Although tubulointerstitial nephritis and nephrotic syndrome have been reported as renal complications of EBV infection, the specific mechanisms by which EBV infection leads to renal injury have not been fully elucidated. Some studies suggest that EBV may induce renal pathology through direct viral invasion or immune-mediated mechanisms. For example, some patients had positive EBER in situ hybridization tests in renal tissues, suggesting that there may be direct viral damage to renal tissues (4). Another retrospective study of a large sample of renal puncture cases found that EBV DNA was detected in renal tissues of patients with IgA nephropathy, membranous nephropathy, and focal segmental glomerulosclerosis, and was particularly common in glomerular diseases with immune complex deposition in the mesangial area, suggesting that EBV may damage the glomerular mesangium through an immunoglobulin-mediated mechanism (5).

However, CAEBV-associated renal complications are clinically rare, and systematic studies of their relationship between CAEBV and renal pathology are still lacking. Some case reports have been published suggest possible pathological mechanisms, for example, a 70-year-old CAEBV patient in Japan developed acute tubulointerstitial nephritis and minimal change nephrotic syndrome, and renal biopsy showed EBV-positive lymphocytic infiltration, and the patient's renal function improved spontaneously without specific treatment (6). Another case of a 54-year-old female patient presented with prolonged fever and progressive deterioration of renal function, and renal biopsy showed diffuse small-to-medium lymphocyte infiltration in the tubulointerstitium, and immunohistochemistry showed a massive infiltration of CD4+ T cells and distribution of EBER-positive cells among CD4+ T cells (7).
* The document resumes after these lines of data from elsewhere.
PR #890, opened 2022-08-11
[Feature] TorchScript SDK backend

### LINKED ISSUE #487: [Feature] wrap libtorch as net module in MMDeploy SDK
**Describe the feature**
As described in the title, this feature requests developing NetModule by wrapping libtorch in MMDeploy SDK.
Therefore, we can do torchscript model  inference via SDK API

**Motivation**
#345

**Related resources**

**Additional context**
If you would like to implement the feature and create a PR, please leave a comment here and that would be much appreciated.

lzhangzz:
Resolves #487 

- supports torch 1.8~1.12

Known issues:
1. torchvision is required and must be manually built for some operators to work (e.g. NMS)
2. `LD_LIBRARY_PATH` to libtorch libraries must be set in monolithic build
3. `-D_GLIBCXX_USE_CXX11_ABI=0` is required for all C++ dependencies on Ubuntu 16 and later


csrc/mmdeploy/net/torchscript/CMakeLists.txt
```diff
@@ -0,0 +1,28 @@
+# Copyright (c) OpenMMLab. All rights reserved.
+
+project(mmdeploy_torch_net)
+
+find_package(Torch REQUIRED)
+find_package(TorchVision)
```
lvhan028, line 6: In what case `torchvision` is needed?

csrc/mmdeploy/net/torchscript/CMakeLists.txt
```diff
@@ -0,0 +1,28 @@
...
+target_link_libraries(${PROJECT_NAME} PRIVATE
+        ${TORCH_LIBRARIES})
+
+target_link_directories(${PROJECT_NAME} INTERFACE
+        $<BUILD_INTERFACE:${Torch_DIR}/../../../lib>)
+
+target_link_libraries(${PROJECT_NAME} PRIVATE
+        mmdeploy_torchscript_ops_obj)
+
+if ("cuda" IN_LIST MMDEPLOY_TARGET_DEVICES)
```
grimoire, line 19: `MMDEPLOY_USE_CUDA` could be placed outside `torchscript/CMakeLists.txt` since it might be used by other backend or transforms.

csrc/mmdeploy/net/torchscript/torch_net.cpp
```diff
@@ -0,0 +1,236 @@
...
+        OUTCOME_TRY(output_tensor_[index],
+                    FromTorchTensor(x.toTensor(), output_tensor_[index].name()));
+        ++index;
+      }
+    } else {
+      MMDEPLOY_ERROR("{}", toString(outputs.type()));
+      return Status(eNotSupported);
+    }
+  } catch (const std::exception& e) {
+    MMDEPLOY_ERROR("unhandled exception: {}", e.what());
```
lvhan028, line 207: May return failure in exceptional case

csrc/mmdeploy/net/torchscript/CMakeLists.txt
lzhangzz: when model contains operators from torchvision, like `torchvision.ops.nms`.

lvhan028:
I got build error
```
../../lib/libmmdeploy_torch_net.so: undefined reference to `spdlog::logger::err_handler_(std::string const&)'
../../lib/libmmdeploy_torch_net.so: undefined reference to `mmdeploy::Model::GetModelConfig(std::string const&) const'
../../lib/libmmdeploy_torch_net.so: undefined reference to `mmdeploy::Model::ReadFile(std::string const&)'
../../lib/libmmdeploy_torch_net.so: undefined reference to `fmt::v8::vformat(fmt::v8::basic_string_view<char>, fmt::v8::basic_format_args<fmt::v8::basic_format_context<fmt::v8::appender, char> >)'
../../lib/libmmdeploy_torch_net.so: undefined reference to `mmdeploy::format_value(mmdeploy::Value const&)'
collect2: error: ld returned 1 exit status
```

lvhan028 (approved):

grimoire (approved):
LGTM

PR #899, opened 2022-08-14
[Enhancement] Rewriter support pre-import function

grimoire:
test script:

```python
import torch
from torch import matmul

try:
    # disable isort
    from mmdeploy.core import FUNCTION_REWRITER, RewriterContext
except Exception:
    pass


@FUNCTION_REWRITER.register_rewriter('torch.matmul')
def matmul__custom(ctx, input, other):
    print('Rewriter enabled')
    return ctx.origin_func(input, other)


print('xxx before')
with RewriterContext():
    x = torch.rand(4, 4)
    y = torch.rand(4, 4)

    matmul(x, y)

print('xxx after')
matmul(x, y)

```


RunningLeon (approved):
LGTM

hanrui1sensetime (approved):
LGTM.

PR #2215, opened 2023-06-27
fix mmdeploy.version_info

xiabo123:

## Motivation

fix mmdeploy.version_info
image

## Modification

## BC-breaking (Optional)

## Use cases (Optional)

## Checklist

### DIFF
--- a/mmdeploy/__init__.py
+++ b/mmdeploy/__init__.py
@@ -2,7 +2,7 @@
 import importlib
 
 from mmdeploy.utils import get_root_logger
-from .version import __version__, version_info # noqa F401
+from .version import __version__, version_info  # noqa F401
 
 if importlib.util.find_spec('torch'):
     importlib.import_module('mmdeploy.pytorch')
--- a/mmdeploy/__init__.py
+++ b/mmdeploy/__init__.py
@@ -2,7 +2,7 @@
 import importlib
 
 from mmdeploy.utils import get_root_logger
-from .version import __version__  # noqa F401
+from .version import *  # noqa F401
 
 if importlib.util.find_spec('torch'):
     importlib.import_module('mmdeploy.pytorch')
--- a/mmdeploy/__init__.py
+++ b/mmdeploy/__init__.py
@@ -2,7 +2,7 @@
 import importlib
 
 from mmdeploy.utils import get_root_logger
-from .version import *  # noqa F401
+from .version import __version__, version_info # noqa F401
 
 if importlib.util.find_spec('torch'):
     importlib.import_module('mmdeploy.pytorch')


mmdeploy/__init__.py
```diff
@@ -2,7 +2,7 @@
 import importlib
 
 from mmdeploy.utils import get_root_logger
-from .version import __version__  # noqa F401
+from .version import *  # noqa F401
```
RunningLeon, line 5: hi, could you elaborate more on the motivation you use `version_info` instead of `mmdeploy.__version__`.

RunningLeon, line 5: could only import `__version__` and `version_info`

```

from .version import __version__, version_info # noqa F401
```

xiabo123: in that case, in 'version. py' “__all__ = ['__version__', 'version_info', 'parse_version_info']”,What is the meaning of it?
Function "parse_version_info", The same error occurs with info.

RunningLeon: then, we could remove `parse_version_info` from `__all__`

xiabo123: Thank you for your answer. If you don't use the feature of '__all__' in this way, this PR can be modified as you mentioned. Do you think it's okay?
`from .version import __version__, version_info # noqa F401`

xiabo123: Previously, the training referred to the "mmcv" library and compared versions using this. I encountered this problem when using 'mmdeploy' for reasoning.

RunningLeon: works for me.

RunningLeon: @xiabo123 hi, when will you update this PR?

xiabo123: Has been updated

RunningLeon:
@xiabo123 could you fix the lint error by running `pip install pre-commit && pre-commit install && pre-commit run --all-files`.

xiabo123:
ok

xiabo123:
@RunningLeon Have you encountered the following problems? During Flake8, the version number of mccabe was always incorrect. Both 0.6.0 and 0.6.1 cannot be installed in practice.
3b7e5231c69f4a9c62821ad671142cb

xiabo123:
@RunningLeon 
`from .version import __version__, version_info # noqa F401`
I'm very sorry, the modification 'version_info' was not called in 'mmdeploy' and cannot be checked by 'isort'.
I attempted to make modifications in our call layer.
`from mmdeploy.version import version_info`
We apologize for any inconvenience caused.

RunningLeon:
@xiabo123 maybe you could use here to parse package version. Cause not all packages provide `version_info`
```
import mmdeploy
from packaging import version # pip install packaging if not installed
v = version.parse(mmdeploy.__version__)
print(v.major, v.minor, v.micro)
```

xiabo123:
@RunningLeon OK,thank you.

RunningLeon (commented):
LGTM

PR #2305, opened 2023-07-27
[Fix] Prevent RuntimeError in ONNX export with empty input in ONNXNMSRotatedOp

yhna940:

## Motivation

This PR addresses a runtime error that occurs when exporting ONNX with dummy data (i.e., when no objects are present). Specifically, the issue arises from the `ONNXNMSRotatedOp` class in the `nms_rotated.py` file.

The problem was that when no objects were detected (resulting in `indices` being empty), a `RuntimeError` occurred when `torch.cat(indices)` was called. To resolve this issue, I added a condition to check the length of `indices` before concatenating. If `indices` is empty, it now returns a tensor of zeros with the appropriate shape, datatype, and device settings.

## Modification

```diff
-        indices = torch.cat(indices)
+        indices = torch.cat(indices) if len(indices) > 0 else torch.zeros(
+            (0, 3), dtype=torch.long, device=boxes.device)
```

## BC-breaking (Optional)

## Use cases (Optional)

## Checklist

### DIFF
--- a/mmdeploy/mmcv/ops/nms_rotated.py
+++ b/mmdeploy/mmcv/ops/nms_rotated.py
@@ -49,7 +49,8 @@ class ONNXNMSRotatedOp(torch.autograd.Function):
                 indices.append(
                     torch.stack([batch_inds, cls_inds, box_inds], dim=-1))
 
-        indices = torch.cat(indices)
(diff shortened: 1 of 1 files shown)


RunningLeon (approved):
LGTM

AllentDan (approved):
LGTM

PR #2339, opened 2023-08-09
fix(demo): add warmup for wrong profiling result

tpoisonooo:
## Motivation

fix bad profiling result.

## Modification

add warmup

### DIFF
--- a/demo/csrc/cpp/classifier.cxx
+++ b/demo/csrc/cpp/classifier.cxx
@@ -26,10 +26,13 @@ int main(int argc, char* argv[]) {
   context.Add(mmdeploy::Device(FLAGS_device));
   context.Add(profiler);
 
+  // warmup
+  for (int i = 0; i < 20; ++i) {
+    classifier.Apply(img);
+  }
+
   // construct a classifier instance
   mmdeploy::Classifier classifier(mmdeploy::Model{ARGS_model}, context);
-
-
 
   // apply the classifier; the result is an array-like class holding references to
   // `mmdeploy_classification_t`, will be released automatically on destruction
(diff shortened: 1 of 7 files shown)


irexyc (approved):

demo/csrc/cpp/classifier.cxx
```diff
@@ -26,11 +26,14 @@ int main(int argc, char* argv[]) {
   context.Add(mmdeploy::Device(FLAGS_device));
   context.Add(profiler);
 
+  // warmup
+  for (int i = 0; i < 20; ++i) {
+    classifier.Apply(img);
+  }
+
   // construct a classifier instance
```
irexyc, line 34: should move these lines after line35

demo/csrc/cpp/rotated_detector.cxx
```diff
@@ -27,6 +27,11 @@ int main(int argc, char* argv[]) {
   context.Add(mmdeploy::Device(FLAGS_device));
   context.Add(profiler);
 
+  // warmup
+  for (int i = 0; i < 20; ++i) {
+    detector.Apply(img);
+  }
+
```
irexyc, line 34: should move these lines after line36

demo/csrc/cpp/classifier.cxx
tpoisonooo: done.

demo/csrc/cpp/rotated_detector.cxx
tpoisonooo: done

AllentDan (approved):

These cases suggest that EBV may cause renal injury through direct lymphocyte infiltration. Notably, reports of CAEBV complicated by IgA nephropathy are extremely rare. Sato et al. (8) described an elderly CAEBV patient whose renal biopsy showed features of IgAN, but no EBV genome was detected in the renal tissue. The patient exhibited chronic EBV infection in B cells, leading the authors to hypothesize that EBV might induce pathogenic IgA production via hypergammaglobulinemia, triggering glomerular injury through antibody-mediated humoral immune mechanisms. In the present case, the detection of EBER-positive cells in renal tissues suggests that EBV may be involved in renal injury through direct renal tissue infiltration, and in addition, the presence of EBV-infected B and T cells in the peripheral blood suggests that antibody-mediated humoral immune mechanisms may play an important role in disease progression. Importantly, multiple mechanisms may coexist in the same patient, which poses a new challenge for the selection of targeted therapeutic strategies.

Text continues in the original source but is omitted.